>>>>>
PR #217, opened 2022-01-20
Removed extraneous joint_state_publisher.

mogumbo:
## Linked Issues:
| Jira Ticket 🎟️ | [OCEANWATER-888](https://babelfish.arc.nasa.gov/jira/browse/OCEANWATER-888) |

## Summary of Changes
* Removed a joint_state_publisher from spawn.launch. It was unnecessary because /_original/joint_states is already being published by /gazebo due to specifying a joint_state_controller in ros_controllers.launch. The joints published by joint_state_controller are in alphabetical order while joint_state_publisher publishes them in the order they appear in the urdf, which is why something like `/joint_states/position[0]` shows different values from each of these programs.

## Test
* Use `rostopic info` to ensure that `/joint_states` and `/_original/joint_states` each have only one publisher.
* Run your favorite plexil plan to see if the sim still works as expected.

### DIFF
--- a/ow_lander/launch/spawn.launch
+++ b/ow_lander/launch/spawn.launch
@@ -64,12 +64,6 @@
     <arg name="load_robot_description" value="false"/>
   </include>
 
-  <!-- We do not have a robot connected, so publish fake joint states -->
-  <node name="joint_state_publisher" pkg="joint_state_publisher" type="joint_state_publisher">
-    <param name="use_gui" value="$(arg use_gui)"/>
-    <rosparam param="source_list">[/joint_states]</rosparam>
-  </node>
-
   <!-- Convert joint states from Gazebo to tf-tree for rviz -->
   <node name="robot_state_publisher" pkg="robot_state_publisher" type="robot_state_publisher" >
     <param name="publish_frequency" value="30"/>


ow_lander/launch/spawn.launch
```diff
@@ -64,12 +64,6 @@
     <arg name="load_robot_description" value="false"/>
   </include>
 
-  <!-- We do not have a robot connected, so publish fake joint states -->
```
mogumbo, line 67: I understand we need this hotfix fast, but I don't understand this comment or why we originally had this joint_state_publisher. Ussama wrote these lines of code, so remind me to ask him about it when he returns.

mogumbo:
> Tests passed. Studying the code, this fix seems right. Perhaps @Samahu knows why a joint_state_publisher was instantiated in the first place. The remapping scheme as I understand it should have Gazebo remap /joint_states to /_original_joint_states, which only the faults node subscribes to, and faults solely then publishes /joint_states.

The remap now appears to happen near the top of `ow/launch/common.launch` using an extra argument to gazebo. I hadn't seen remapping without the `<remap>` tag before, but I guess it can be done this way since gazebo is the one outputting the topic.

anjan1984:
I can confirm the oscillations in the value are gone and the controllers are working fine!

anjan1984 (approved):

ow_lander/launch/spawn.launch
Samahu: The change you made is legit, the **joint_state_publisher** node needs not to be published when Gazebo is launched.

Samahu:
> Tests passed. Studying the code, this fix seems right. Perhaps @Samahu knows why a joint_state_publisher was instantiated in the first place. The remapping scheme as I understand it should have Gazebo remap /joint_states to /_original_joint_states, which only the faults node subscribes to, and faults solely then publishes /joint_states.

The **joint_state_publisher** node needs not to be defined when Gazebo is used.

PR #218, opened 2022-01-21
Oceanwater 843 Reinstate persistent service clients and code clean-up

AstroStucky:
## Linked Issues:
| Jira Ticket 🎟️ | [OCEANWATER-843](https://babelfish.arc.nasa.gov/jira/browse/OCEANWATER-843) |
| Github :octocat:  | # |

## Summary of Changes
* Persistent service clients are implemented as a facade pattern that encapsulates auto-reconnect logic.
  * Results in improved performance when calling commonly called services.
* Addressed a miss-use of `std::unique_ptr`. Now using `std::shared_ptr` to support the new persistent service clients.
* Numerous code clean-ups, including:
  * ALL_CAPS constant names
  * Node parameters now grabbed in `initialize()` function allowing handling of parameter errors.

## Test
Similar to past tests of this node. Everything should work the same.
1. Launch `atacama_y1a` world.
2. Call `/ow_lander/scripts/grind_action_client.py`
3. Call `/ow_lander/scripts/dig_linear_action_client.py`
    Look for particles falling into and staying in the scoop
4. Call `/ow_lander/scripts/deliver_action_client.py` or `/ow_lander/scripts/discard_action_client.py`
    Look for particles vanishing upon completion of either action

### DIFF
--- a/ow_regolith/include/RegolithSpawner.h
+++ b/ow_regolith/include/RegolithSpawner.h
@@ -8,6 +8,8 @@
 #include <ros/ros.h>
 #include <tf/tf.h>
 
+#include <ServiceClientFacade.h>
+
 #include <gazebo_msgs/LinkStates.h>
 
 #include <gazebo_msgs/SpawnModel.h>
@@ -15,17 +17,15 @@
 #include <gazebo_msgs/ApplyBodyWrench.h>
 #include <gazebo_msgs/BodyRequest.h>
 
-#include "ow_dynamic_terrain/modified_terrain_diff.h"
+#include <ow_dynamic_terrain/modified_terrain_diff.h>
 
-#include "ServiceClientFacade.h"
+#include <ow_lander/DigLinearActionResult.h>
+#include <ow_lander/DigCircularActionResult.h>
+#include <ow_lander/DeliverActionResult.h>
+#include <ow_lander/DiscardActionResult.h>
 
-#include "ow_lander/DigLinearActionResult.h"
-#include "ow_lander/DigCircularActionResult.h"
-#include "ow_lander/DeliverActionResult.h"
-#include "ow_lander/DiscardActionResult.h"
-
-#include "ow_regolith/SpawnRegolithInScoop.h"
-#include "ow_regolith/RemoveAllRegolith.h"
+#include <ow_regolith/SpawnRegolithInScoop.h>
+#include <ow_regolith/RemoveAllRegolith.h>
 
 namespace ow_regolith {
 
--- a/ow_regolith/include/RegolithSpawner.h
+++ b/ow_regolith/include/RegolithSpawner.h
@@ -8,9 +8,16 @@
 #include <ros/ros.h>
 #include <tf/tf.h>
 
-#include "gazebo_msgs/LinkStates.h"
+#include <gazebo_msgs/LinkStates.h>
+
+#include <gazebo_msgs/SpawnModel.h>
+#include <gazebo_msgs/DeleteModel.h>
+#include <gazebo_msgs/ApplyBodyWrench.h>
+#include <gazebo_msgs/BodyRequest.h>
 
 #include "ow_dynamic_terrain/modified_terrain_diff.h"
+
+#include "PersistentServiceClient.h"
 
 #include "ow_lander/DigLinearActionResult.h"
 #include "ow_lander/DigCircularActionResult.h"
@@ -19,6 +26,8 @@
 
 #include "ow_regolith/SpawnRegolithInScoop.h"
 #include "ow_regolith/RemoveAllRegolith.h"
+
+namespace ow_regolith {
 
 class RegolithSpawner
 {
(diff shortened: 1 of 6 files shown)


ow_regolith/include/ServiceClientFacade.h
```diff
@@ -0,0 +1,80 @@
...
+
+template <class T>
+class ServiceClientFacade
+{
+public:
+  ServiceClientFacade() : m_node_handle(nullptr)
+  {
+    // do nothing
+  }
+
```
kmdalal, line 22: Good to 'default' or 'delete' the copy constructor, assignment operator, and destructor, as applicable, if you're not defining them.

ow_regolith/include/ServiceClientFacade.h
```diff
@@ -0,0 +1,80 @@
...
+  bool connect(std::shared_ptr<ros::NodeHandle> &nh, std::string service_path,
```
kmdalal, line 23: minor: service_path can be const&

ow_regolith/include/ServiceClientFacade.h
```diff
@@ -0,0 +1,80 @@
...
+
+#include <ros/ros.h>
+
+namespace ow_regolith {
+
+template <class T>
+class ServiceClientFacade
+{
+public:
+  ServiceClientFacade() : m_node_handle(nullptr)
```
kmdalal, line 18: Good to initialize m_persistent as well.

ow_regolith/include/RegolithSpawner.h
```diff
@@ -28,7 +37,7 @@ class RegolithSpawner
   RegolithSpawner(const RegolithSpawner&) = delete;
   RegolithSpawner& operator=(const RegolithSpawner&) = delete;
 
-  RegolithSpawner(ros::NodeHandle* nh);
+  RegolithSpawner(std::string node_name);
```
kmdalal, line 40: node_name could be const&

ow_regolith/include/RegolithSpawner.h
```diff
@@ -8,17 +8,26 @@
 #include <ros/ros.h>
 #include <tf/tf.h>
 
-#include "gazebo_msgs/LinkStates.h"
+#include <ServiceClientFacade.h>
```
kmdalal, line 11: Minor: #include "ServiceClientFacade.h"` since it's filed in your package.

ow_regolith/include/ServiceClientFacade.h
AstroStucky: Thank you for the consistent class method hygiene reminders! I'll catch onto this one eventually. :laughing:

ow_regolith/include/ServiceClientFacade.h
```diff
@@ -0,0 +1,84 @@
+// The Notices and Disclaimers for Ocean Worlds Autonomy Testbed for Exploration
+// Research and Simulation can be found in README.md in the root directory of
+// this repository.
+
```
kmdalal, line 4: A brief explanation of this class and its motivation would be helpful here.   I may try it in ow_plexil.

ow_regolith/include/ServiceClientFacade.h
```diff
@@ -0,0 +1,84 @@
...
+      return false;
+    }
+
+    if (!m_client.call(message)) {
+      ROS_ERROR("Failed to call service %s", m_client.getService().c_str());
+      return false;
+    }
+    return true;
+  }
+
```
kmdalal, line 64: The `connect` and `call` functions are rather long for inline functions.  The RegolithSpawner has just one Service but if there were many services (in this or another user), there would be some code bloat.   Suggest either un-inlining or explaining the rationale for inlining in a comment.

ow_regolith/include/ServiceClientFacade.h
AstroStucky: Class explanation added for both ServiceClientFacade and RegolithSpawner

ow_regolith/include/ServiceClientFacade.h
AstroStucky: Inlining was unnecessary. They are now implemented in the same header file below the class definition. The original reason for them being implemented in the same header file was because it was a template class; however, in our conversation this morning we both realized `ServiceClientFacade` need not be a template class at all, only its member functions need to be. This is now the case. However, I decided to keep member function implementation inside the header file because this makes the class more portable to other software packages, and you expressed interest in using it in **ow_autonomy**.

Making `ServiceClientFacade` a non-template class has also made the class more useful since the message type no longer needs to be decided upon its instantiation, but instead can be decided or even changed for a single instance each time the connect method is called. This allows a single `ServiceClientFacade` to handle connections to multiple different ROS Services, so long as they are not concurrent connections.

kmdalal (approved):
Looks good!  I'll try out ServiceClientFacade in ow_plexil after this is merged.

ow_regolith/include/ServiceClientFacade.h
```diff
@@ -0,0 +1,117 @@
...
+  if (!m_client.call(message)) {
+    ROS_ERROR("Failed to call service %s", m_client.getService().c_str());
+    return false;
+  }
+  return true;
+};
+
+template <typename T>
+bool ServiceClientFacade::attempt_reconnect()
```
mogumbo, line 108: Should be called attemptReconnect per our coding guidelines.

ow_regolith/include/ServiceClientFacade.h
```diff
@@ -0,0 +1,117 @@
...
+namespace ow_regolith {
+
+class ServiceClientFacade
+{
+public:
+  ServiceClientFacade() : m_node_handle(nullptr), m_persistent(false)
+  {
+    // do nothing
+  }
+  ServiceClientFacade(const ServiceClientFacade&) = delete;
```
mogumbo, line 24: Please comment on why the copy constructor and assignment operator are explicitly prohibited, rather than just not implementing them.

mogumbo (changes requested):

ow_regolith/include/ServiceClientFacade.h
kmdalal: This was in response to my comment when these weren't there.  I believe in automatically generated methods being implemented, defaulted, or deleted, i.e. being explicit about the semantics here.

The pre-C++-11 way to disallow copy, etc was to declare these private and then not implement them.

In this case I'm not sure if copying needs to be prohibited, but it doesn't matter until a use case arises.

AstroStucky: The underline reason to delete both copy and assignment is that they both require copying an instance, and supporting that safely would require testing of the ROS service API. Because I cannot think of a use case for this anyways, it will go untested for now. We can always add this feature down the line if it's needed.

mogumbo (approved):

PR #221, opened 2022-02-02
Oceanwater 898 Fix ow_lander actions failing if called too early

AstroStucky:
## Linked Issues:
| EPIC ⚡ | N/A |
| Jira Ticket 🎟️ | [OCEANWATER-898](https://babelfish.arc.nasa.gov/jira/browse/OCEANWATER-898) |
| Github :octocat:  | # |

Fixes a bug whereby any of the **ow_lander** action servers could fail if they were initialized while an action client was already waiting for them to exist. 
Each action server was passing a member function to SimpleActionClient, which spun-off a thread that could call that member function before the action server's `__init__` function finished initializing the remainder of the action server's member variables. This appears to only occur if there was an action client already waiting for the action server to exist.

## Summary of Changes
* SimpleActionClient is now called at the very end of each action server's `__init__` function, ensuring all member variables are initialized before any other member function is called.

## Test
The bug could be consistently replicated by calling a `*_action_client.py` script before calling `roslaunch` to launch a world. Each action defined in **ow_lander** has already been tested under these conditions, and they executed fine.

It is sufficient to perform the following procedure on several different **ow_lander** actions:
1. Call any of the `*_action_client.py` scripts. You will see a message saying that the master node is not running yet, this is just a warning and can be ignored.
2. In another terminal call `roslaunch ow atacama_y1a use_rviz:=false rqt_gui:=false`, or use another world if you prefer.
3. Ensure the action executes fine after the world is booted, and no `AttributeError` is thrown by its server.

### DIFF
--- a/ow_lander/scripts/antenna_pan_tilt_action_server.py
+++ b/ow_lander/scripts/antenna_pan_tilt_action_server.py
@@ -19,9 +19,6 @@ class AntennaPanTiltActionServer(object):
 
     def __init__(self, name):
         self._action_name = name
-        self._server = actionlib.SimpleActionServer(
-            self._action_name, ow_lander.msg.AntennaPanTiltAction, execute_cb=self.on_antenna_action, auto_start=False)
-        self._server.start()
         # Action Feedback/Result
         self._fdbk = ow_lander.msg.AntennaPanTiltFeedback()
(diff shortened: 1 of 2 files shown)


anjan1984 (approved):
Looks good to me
<<<<<
• [Instructions to follow]:
Retype exactly the line with "(diff shortened: 1 of 2 files shown)" and each line after it until the records end, and include no other line.

• [Task result]:
(diff shortened: 1 of 2 files shown)


anjan1984 (approved):
Looks good to me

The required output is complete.